Jean II d’Anjou ou Jean de Calabre ou Jean de Catalogne, né à Nancy entre 1425/1427, mort à Barcelone en décembre 1470, marquis de Pont-à-Mousson, puis Duc de Lorraine (1453-1470) mais également duc titulaire de Calabre (1435) en tant qu’héritier présomptif du Royaume de Naples, et de Gérone (1466) en tant qu’héritier présomptif du Royaume d’Aragon.

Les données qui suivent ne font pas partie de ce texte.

PR #562, opened 2020-02-06
Ensure Learner is addressee by default

LichMaster98:


adam/situation/templates/phase1_templates.py
```diff
@@ -403,30 +422,73 @@ def _instantiate_objects(
...
+                self._instantiate_object(
+                    obj_var,
+                    variable_assignment,
+                    has_addressee=has_addressee,
+                    default_addressee_node=default_addressee_node,
+                ),
+            )
+            for obj_var in template.all_object_variables
+        ]
+        if (
```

Biographie[modifier | modifier le code]

Jean est le premier fils de René Ier d’Anjou, roi titulaire de Naples, duc de Bar, duc d’Anjou et de Lorraine (par mariage), comte de Provence et d’Isabelle de Lorraine, fille de Charles II, duc de Lorraine et de Marguerite de Bavière.

En 1435, son père, déjà duc de Bar et de Lorraine hérite de son frère, mort sans descendance, le trône de Naples. Jean reçoit à ce moment-là le titre de duc de Calabre réservé aux héritiers de la couronne napolitaine.

Il est élevé dans le giron de la chevalerie, au milieu des tournois où rapidement il excelle. Il a dû épouser Marie de Bourbon, nièce du duc de Bourgogne pour compléter la rançon de son père[1], puis s’établit en Provence[2], probablement en 1437.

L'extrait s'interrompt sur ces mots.